* Task instructions *
Could you please find each line in the records that contains the word "need" and copy it?

* Exercise data *
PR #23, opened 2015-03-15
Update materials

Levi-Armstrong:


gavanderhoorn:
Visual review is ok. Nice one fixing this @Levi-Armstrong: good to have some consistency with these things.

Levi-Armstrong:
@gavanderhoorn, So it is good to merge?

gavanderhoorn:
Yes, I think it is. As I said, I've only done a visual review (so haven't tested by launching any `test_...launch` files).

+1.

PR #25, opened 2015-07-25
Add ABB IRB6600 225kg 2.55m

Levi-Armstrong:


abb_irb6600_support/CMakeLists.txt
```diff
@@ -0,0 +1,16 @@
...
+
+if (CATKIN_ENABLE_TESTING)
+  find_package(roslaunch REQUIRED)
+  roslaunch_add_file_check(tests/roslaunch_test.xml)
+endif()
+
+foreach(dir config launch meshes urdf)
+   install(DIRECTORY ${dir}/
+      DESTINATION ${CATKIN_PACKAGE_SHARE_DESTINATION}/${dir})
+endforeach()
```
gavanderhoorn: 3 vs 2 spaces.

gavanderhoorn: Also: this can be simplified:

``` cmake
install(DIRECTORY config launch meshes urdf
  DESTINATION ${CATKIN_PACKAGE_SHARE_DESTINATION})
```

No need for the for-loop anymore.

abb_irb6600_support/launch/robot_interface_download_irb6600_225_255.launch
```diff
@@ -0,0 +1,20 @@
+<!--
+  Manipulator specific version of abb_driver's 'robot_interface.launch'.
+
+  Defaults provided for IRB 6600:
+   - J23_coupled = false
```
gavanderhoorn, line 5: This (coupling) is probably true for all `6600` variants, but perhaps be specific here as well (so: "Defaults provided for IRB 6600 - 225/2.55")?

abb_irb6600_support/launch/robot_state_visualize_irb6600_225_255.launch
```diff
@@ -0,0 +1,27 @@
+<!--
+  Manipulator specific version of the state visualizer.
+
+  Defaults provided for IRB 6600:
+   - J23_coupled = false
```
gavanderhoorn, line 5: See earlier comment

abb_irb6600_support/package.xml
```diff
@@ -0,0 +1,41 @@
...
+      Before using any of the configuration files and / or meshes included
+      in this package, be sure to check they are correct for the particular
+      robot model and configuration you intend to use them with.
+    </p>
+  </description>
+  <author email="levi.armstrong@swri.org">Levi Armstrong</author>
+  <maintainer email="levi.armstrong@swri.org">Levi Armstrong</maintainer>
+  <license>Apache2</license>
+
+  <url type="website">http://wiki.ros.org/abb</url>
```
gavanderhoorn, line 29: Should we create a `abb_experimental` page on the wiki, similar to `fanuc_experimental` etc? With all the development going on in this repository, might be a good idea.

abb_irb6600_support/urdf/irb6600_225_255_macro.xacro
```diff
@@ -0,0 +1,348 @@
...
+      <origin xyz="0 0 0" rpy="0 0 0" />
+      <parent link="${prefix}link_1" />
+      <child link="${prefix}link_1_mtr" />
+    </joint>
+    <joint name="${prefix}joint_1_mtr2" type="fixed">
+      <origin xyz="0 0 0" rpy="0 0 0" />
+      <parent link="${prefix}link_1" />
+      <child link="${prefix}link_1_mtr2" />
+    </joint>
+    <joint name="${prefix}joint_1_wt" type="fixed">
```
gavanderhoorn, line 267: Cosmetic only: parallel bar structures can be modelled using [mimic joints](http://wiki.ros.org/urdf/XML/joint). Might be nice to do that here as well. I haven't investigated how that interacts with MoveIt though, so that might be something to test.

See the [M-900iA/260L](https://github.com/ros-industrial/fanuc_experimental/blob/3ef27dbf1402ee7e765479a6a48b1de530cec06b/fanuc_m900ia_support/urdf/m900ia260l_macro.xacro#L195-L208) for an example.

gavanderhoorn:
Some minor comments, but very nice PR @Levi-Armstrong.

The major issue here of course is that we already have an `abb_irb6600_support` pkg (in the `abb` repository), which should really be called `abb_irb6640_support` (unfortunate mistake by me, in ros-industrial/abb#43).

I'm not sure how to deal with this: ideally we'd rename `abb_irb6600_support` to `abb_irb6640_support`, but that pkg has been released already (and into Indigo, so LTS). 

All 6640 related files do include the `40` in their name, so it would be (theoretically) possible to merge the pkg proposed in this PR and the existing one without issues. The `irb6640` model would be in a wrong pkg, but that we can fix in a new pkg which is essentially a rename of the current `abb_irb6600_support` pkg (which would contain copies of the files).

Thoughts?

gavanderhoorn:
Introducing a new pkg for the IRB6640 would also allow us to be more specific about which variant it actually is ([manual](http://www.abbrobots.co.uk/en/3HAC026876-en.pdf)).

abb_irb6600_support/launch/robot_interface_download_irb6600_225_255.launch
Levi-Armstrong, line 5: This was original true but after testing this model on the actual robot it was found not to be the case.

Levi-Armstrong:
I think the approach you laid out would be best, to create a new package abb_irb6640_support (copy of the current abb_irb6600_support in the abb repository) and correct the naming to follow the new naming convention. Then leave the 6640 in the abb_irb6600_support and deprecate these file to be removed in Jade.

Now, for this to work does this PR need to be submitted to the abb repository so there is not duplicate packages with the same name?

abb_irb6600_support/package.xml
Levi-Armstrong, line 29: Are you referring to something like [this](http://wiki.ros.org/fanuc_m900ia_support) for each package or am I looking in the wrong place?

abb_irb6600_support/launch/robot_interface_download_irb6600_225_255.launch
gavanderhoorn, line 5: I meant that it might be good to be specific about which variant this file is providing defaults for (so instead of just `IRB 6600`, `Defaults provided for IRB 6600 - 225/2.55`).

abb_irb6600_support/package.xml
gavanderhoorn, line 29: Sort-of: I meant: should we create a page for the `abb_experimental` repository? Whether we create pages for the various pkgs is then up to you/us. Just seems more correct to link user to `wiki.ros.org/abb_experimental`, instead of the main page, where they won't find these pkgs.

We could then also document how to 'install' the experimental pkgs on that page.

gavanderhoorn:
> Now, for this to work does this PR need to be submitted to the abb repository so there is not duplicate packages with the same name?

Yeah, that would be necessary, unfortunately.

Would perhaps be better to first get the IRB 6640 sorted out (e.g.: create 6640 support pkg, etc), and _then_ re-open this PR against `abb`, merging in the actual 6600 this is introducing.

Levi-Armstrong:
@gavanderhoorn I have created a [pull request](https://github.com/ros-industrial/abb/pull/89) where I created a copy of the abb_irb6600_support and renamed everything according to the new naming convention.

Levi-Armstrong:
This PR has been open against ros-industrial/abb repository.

* Reply to the exercise *
No need for the for-loop anymore.
Now, for this to work does this PR need to be submitted to the abb repository so there is not duplicate packages with the same name?
> Now, for this to work does this PR need to be submitted to the abb repository so there is not duplicate packages with the same name?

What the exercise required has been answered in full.